Falcon Post-Quantum Signature Scheme Proposal

In the discussion about the future of post-quantum (PQ) cryptographic schemes in the realm of Bitcoin development, several key points are raised concerning the implementation and theoretical considerations of these new technologies. The conversation initially focuses on the necessity of not imposing arbitrary requirements on PQ schemes that are not already applied to existing cryptographic standards such as Schnorr or ECDSA signatures. This stance underscores a broader principle of equitable standards for emerging cryptographic methods, especially those that may impact offchain transaction systems which are still largely speculative and unproven.

The debate further delves into the practical implications of proposed PQ schemes, particularly regarding their potential to significantly increase the blockchain's onchain footprint or verification costs. Such increases could severely impact transaction throughputs and exacerbate centralization pressures, unless there are specific qualities within these schemes that can mitigate these drawbacks. The concept of batched or aggregated signing and the role of Cryptographic Information Security Assurance (CISA) are mentioned as possible mitigating factors. However, the acceptance of any PQ scheme without such amelioration is questioned, highlighting the challenges of balancing innovation with the practical realities of blockchain scalability and security.

Furthermore, the dialogue touches upon the flexibility within the development community towards adopting multiple PQ schemes over time, even if initial prototypes do not offer scalable solutions.
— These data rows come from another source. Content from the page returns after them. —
PR #274, opened 2026-04-02
perf(ui): fix O(n²) reactive subscriptions in timeline effects (HUGE SPEED IMPROVEMENT)

pascalandr:
## Summary

- Wraps store-proxied array iteration in `untrack()` in two `createEffect` blocks and one `createMemo` in `message-section.tsx` to prevent SolidJS from creating O(n) per-element reactive subscriptions on every run
- Replaces `ids.includes()` with `Set.has()` for O(1) cleanup lookups in the part-count tracking effect

## Problem

Two `createEffect` blocks in `message-section.tsx` iterate the `messageIds()` store proxy array inside a tracked reactive context. This causes SolidJS to create **O(n) per-element subscriptions** on every run. When any element changes, all n subscriptions fire, re-running the entire effect — resulting in **O(n²) total work**.

Additionally, the cleanup loop in the part-count tracking effect uses `ids.includes(trackedId)` which is O(n) per tracked ID, compounding to O(n²).

For long-running sessions with large message history (e.g. 7569 messages), this caused **~4.8 seconds of input latency** when sending a new prompt.

## Fix

1. **Timeline sync effect (~line 738):** Wrap entire body in `untrack()`, replace `ids.slice()` with `[...ids]` to snapshot without proxy tracking
2. **Part-count tracking effect (~line 891):** Wrap iteration in `untrack()`, replace `ids.includes()` with `new Set(ids).has()` for O(1) lookups
3. **`lastAssistantIndex` memo:** Read message records via `untrack()` to avoid O(n) subscriptions on part-level updates

## Result

On a 7569-message session: prompt input latency reduced from **~4.8s to ~42ms** (114x improvement).

### DIFF
--- a/packages/ui/src/components/message-section.tsx
+++ b/packages/ui/src/components/message-section.tsx
@@ -129,6 +129,8 @@ export default function MessageSection(props: MessageSectionProps) {
     return map
   })
 
+  const lastAssistantMessageId = createMemo(() => store().getLastAssistantMessageId(props.sessionId))
+
   const lastCompactionIndex = createMemo(() => {
     // Depend on a single session revision signal (not every message/part read)
     // to keep reactive overhead small.
@@ -315,20 +317,9 @@ export default function MessageSection(props: MessageSectionProps) {
   }
 
   const lastAssistantIndex = createMemo(() => {
-    // Subscribe to messageIds (for length/order changes) and sessionRevision
-    // (for role changes after compaction or hydration), but read individual
-    // message records inside untrack() to avoid O(n) subscriptions that would
-    // fire on every part-level update in any message.
-    const ids = messageIds()
-    sessionRevision()
-    const resolvedStore = untrack(store)
-    for (let index = ids.length - 1; index >= 0; index--) {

This openness reflects a pragmatic approach to technological evolution, acknowledging the difficulties inherent in creating compatible and efficient cryptographic advancements. Questions around the support for adaptors and whether any plausible PQ candidates possess this feature also emerge, indicating an interest in the nuanced details of how these schemes might integrate with existing transaction mechanisms.

Overall, the conversation encapsulates the complexities of integrating PQ cryptography into Bitcoin, emphasizing the need for careful consideration of both theoretical ideals and operational realities. The discourse suggests a balanced perspective is necessary, one that values innovative approaches while critically assessing their impact on the broader ecosystem.